Directions for this task: Filter the entries and keep only the lines where the string "necessary" appears.

Collected data
PR #5431, opened 2025-10-27
TRUNK-6456 - Add inheritance strategy to ProviderRole jpa mappings

mseaton:
see https://issues.openmrs.org/browse/TRUNK-6456

See my comments on the ticket as to why I think this is needed (and why we may want to consider applying this strategy broadly across all JPA managed objects).  Interested in input from those that have worked with JPA a lot.

### DIFF
--- a/api/src/main/java/org/openmrs/ProviderRole.java
+++ b/api/src/main/java/org/openmrs/ProviderRole.java
@@ -16,6 +16,8 @@ import javax.persistence.Entity;
 import javax.persistence.GeneratedValue;
 import javax.persistence.GenerationType;
 import javax.persistence.Id;
+import javax.persistence.Inheritance;
+import javax.persistence.InheritanceType;
 import javax.persistence.Table;
 import java.io.Serializable;
 
@@ -26,6 +28,7 @@ import java.io.Serializable;
  */
 @Entity
 @Table(name = "provider_role")
+@Inheritance(strategy = InheritanceType.JOINED)
 @Audited
 public class ProviderRole extends BaseOpenmrsMetadata implements Serializable {
 


dkayiwa:
I agree with applying this elsewhere because the default Single Table Inheritance strategy does not seem to apply for any of the openmrs use cases that i am aware of.

dkayiwa (approved):

ibacher:
@mseaton Does this still seem necessary? It look like we just missed merging it?

mseaton:
> @mseaton Does this still seem necessary? It look like we just missed merging it?

In the end, the providermanagement stuff was so tangled that I gave up on trying to support it at all in 2.8.x+ and so this didn't end up being something that I was blocked on, so I must have forgotten about it.  It still seems right to me in general (though I wouldn't necessarily limit it to provider, as I wrote on the ticket) if our general strategy for supporting subclassing of core objects via modules is by using the joined subclass approach (which I think it is, though this is what should be considered).

api/src/main/java/org/openmrs/ProviderRole.java
```diff
@@ -26,6 +28,7 @@
  */
 @Entity
 @Table(name = "provider_role")
+@Inheritance(strategy = InheritanceType.JOINED)
```
dkayiwa, line 31: Now that nobody is blocked on the 2.8.x line, the branch that needs these three lines most is master, and they are still missing there. I dropped a module style subclass of ProviderRole (its own table, `@PrimaryKeyJoinColumn` on `provider_role_id`) into master's mapping set, and the SessionFactory refuses to build at all: `org.hibernate.AnnotationException: Entity '...' is a subclass in a 'SINGLE_TABLE' hierarchy and may not be annotated '@Table'`. Hibernate 7 turns what 5.6 does quietly into a startup failure, so on 3.0 a module that subclasses ProviderRole would keep the platform from booting rather than just querying a DTYPE column that is not in the schema. Running the same subclass on 2.9.x, still Hibernate 5.6, gives the quiet 2.8.x behavior: a not-null DTYPE column and the subclass's own column pushed into `provider_role`.

Adding it on master and 2.9.x costs nothing, since the annotation does nothing until a subclass exists. With it applied to master's ProviderRole and no subclass on the classpath, the generated schema comes out identical to master today (Hibernate uses the single table persister for a root class with no subclasses whatever strategy is declared), and with the subclass present that subclass gets its own table keyed by `provider_role_id` while `provider_role` is left alone. Same three lines, with `jakarta.persistence` imports on master.

This is fine to merge for the 2.8.x line, it just should not be the only branch that gets it.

Task response:
@mseaton Does this still seem necessary? It look like we just missed merging it?
> @mseaton Does this still seem necessary? It look like we just missed merging it?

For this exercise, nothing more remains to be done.